- PROBLEM DESCRIPTION
Copy each line below that contains "CssUrlDependency".

++++ ENTRIES SUPPLIED

PR #15524, opened 2022-03-13
fix: Replace deprecated String.prototype.substr()

CommanderRoot:

[String.prototype.substr()](https://developer.mozilla.org/en-US/docs/Web/JavaScript/Reference/Global_Objects/String/substr) is deprecated so we replace it with [String.prototype.slice()](https://developer.mozilla.org/en-US/docs/Web/JavaScript/Reference/Global_Objects/String/slice) which works similarily but isn't deprecated.
.substr() probably isn't going away anytime soon but the change is trivial so it doesn't hurt to do it.

No new tests but current test would fail if the returned values would have changed

No

I don't think anything will need to be documented as all changes are "internal"


sokra (approved):

sokra:
Thanks

PR #16978, opened 2023-04-12
fix: handle `url()`/`src()`/`image-set()`/`image()`

alexander-akait:
part of https://github.com/webpack/webpack/issues/14893

Here:
- move tests URLs from css-loader
- ignore `#foo` URLs
- ignore empty URLs
- handle `url()` all cases
- handle `image-set()` with strings (now we generate `url()` instead string, in future we can support browserslist and support string output)
- fix multiline URLs
- trim spaces in string URLs
- `decodeURIComponent` to handle `%` in URLs
- fix bug in case sensivity plugin - we check `data` URLs, but it is not a real path
- fix logic in tokenizer with `url("")`, now we parse it as function
- fix logic with especaped parsing identifier
- fix logic with `--webkit-fn()` parsing
- fix bugs with comments and especaed characters

found bugs (need to solve them in outside parser, so let's solve it in other PRs):
- parse `url("./foo.png" param(something))`
- `font.31d6cfe0d16ae931b73c.svg#svgFontName`
 
### <samp>🤖 Generated by Copilot at 182559b</samp>

This pull request refactors the `CssParser` module to fix some minor issues and support more `url` formats in `@import` rules.

### <samp>🤖 Generated by Copilot at 182559b</samp>

* Remove unused import of `cssUnescape` from `CssParser` module ([link](https://github.com/webpack/webpack/pull/16978/files?diff=unified&w=0#diff-37ddc51f6c610706a74ec7aa006cbe834fb0d9ef9d69e58af824c5ac0f32a054L20))
* Use `let` instead of `const` for `value` variable in `url` callback of `CssParser` class, as it may be reassigned later ([link](https://github.com/webpack/webpack/pull/16978/files?diff=unified&w=0#diff-37ddc51f6c610706a74ec7aa006cbe834fb0d9ef9d69e58af824c5ac0f32a054L308-R307))
* Add conditional block to skip `urlFilter` option for `url` tokens that are fragment identifiers or empty strings in `CSS_MODE_AT_IMPORT_EXPECT_URL` case of `url` callback of `CssParser` class, to avoid unnecessary processing and potential errors ([link](https://github.com/webpack/webpack/pull/16978/files?diff=unified&w=0#diff-37ddc51f6c610706a74ec7aa006cbe834fb0d9ef9d69e58af824c5ac0f32a054R323-R331))


lib/css/CssParser.js
```diff
@@ -17,21 +17,50 @@ const walkCssTokens = require("./walkCssTokens");
...
 const CC_SEMICOLON = ";".charCodeAt(0);
 
-const cssUnescape = str => {
-	return str.replace(/\\([0-9a-fA-F]{1,6}[ \t\n\r\f]?|[\s\S])/g, match => {
-		if (match.length > 2) {
-			return String.fromCharCode(parseInt(match.slice(1).trim(), 16));
-		} else {
-			return match[1];
+const STRING_MULTILINE = /\\(\n|\r\n|\r|\f)/g;
+const TRIM_WHITE_SPACES = /(^( |\t\n|\r\n|\r|\f)*|( |\t\n|\r\n|\r|\f)*$)/g;
```
alexander-akait, line 27: We can't use `trim()` due CSS spec

lib/css/walkCssTokens.js
```diff
@@ -301,21 +298,10 @@ const consumePotentialUrl = (input, pos, callbacks) => {
...
-				cc = input.charCodeAt(pos);
+			if (callbacks.function !== undefined) {
+				return callbacks.function(input, start, nextPos);
 			}
-			if (cc !== CC_RIGHT_PARENTHESIS) return pos;
-			pos++;
-			if (callbacks.url !== undefined)
-				return callbacks.url(input, start, pos, contentStart, contentEnd);
-			return pos;
+			return nextPos;
```
alexander-akait, line 304: Don't parse `url("img.png")` as `url` token, it should be parser as `Function` token as in CSS spec

lib/css/walkCssTokens.js
```diff
@@ -527,65 +541,105 @@ const consumeAt = (input, pos, callbacks) => {
...
-				(cc >= CC_UPPER_A && cc <= CC_UPPER_Z)
-			) {
+			// ident-start code point
+			if (_isIdentStartCodePoint(cc)) {
 				return consumeOtherIdentifier;
 			}
-			return consumeSingleCharToken;
+			// EOF, but we don't have it
+			// anything else
+			return consumeDelimToken;
```
alexander-akait, line 642: Make order as in CSS spec for better reading

lib/css/walkCssTokens.js
```diff
@@ -609,7 +663,7 @@ module.exports = (input, callbacks) => {
 module.exports.eatComments = (input, pos) => {
 	loop: for (;;) {
 		const cc = input.charCodeAt(pos);
-		if (cc === CC_SLASH) {
+		if (cc === CC_SOLIDUS) {
```
alexander-akait, line 666: Rename characters as in spec

lib/dependencies/CssUrlDependency.js
```diff
@@ -112,18 +112,32 @@ CssUrlDependency.Template = class CssUrlDependencyTemplate extends (
...
+				newValue = `url(${cssEscapeString(
+					runtimeTemplate.assetUrl({
+						publicPath: "",
+						runtime,
+						module: moduleGraph.getModule(dep),
+						codeGenerationResults
+					})
+				)})`;
+				break;
+		}
```
alexander-akait, line 138: Allow to create `string` urls

snitin315 (approved):
Great improvements 🚀

lib/WarnCaseSensitiveModulesPlugin.js
```diff
@@ -25,6 +26,17 @@ class WarnCaseSensitiveModulesPlugin {
 					const moduleWithoutCase = new Map();
 					for (const module of compilation.modules) {
 						const identifier = module.identifier();
+
+						// Ignore `data:` URLs, because it's not a real path
+						if (
+							/** @type {NormalModule} */
+							(module).resourceResolveData !== undefined &&
```
TheLarkInn, line 33: What is the extra parenthesis around `(module)` for? Seems unnecessary.

lib/css/CssParser.js
TheLarkInn: Can you add a comment which provides a citation for the spec here. I think this is confusing to anyone who jumps into the codebase trying to understand why. (Or at least a github issue which references the spec).

lib/css/CssParser.js
```diff
@@ -17,21 +17,50 @@ const walkCssTokens = require("./walkCssTokens");
...
+	if (/^data:/i.test(str)) {
+		return str;
+	}
+
+	if (str.includes("%")) {
+		// Convert `url('%2E/img.png')` -> `url('./img.png')`
+		try {
+			str = decodeURIComponent(str);
+		} catch (error) {
+			// Ignore
```
TheLarkInn, line 59: We don't want to throw here? Does this warrent a warning or verbose level log?

lib/css/CssParser.js
```diff
@@ -304,8 +336,11 @@ class CssParser extends Parser {
 			isSelector: () => {
 				return mode !== CSS_MODE_IN_RULE && mode !== CSS_MODE_IN_LOCAL_RULE;
 			},
-			url: (input, start, end, contentStart, contentEnd) => {
-				const value = cssUnescape(input.slice(contentStart, contentEnd));
+			url: (input, start, end, contentStart, contentEnd, isString) => {
```
TheLarkInn, line 339: Can we typedef these functions? It's hard to tell from the PR if types come from/or are provided by `walkCssTokens`

lib/css/CssParser.js
```diff
@@ -335,10 +379,44 @@ class CssParser extends Parser {
...
 						break;
 					}
+					default: {
+						// TODO move escaped parsing to tokenizer
+						const lastFunction = functionStack[functionStack.length - 1];
+
+						if (
+							lastFunction &&
+							(lastFunction[0].replace(/\\/g, "").toLowerCase() === "url" ||
+								/^(-\w+-)?image-set$/i.test(lastFunction[0].replace(/\\/g, "")))
```
TheLarkInn, line 393: `/^(-\w+-)?image-set$/i` appears to be stateless. Let's hoist it and give it a helpful/descriptive name.

lib/css/walkCssTokens.js
TheLarkInn: Can you add a comment here for this also.

TheLarkInn (changes requested):

lib/WarnCaseSensitiveModulesPlugin.js
alexander-akait: @TheLarkInn for typescirpt, because it is `Module` (base class), but we need `/** @type {NormalModule} */`

lib/css/walkCssTokens.js
TheLarkInn: Ahhh okay. If we have bug # tied to PR that is fine.

lib/css/CssParser.js
alexander-akait: CSS allow to write some elegacy things, our resolver already throws errors on problems URLs don't think we need validate it here

lib/css/CssParser.js
alexander-akait: @TheLarkInn We already have, look at `CssTokenCallbacks` type

alexander-akait:
@TheLarkInn Added comments and links + small refactor, for types answers above

TheLarkInn (approved):
Awesome work.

++++++++

- RESPONSE AREA
lib/dependencies/CssUrlDependency.js
@@ -112,18 +112,32 @@ CssUrlDependency.Template = class CssUrlDependencyTemplate extends (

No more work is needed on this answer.